[Collected data]
━━━━━━

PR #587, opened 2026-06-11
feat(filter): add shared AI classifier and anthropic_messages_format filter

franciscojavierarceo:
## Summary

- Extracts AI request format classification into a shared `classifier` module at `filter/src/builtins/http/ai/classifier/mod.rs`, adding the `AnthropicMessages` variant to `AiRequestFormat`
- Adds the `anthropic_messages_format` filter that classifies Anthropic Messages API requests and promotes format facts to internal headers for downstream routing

━━━━━━

◆ Try it ◆
The entries above are to be retyped exactly.

◆ Task result ◆
PR #587, opened 2026-06-11
feat(filter): add shared AI classifier and anthropic_messages_format filter

franciscojavierarceo:
## Summary

- Extracts AI request format classification into a shared `classifier` module at `filter/src/builtins/http/ai/classifier/mod.rs`, adding the `AnthropicMessages` variant to `AiRequestFormat`
- Adds the `anthropic_messages_format` filter that classifies Anthropic Messages API requests and promotes format facts to internal headers for downstream routing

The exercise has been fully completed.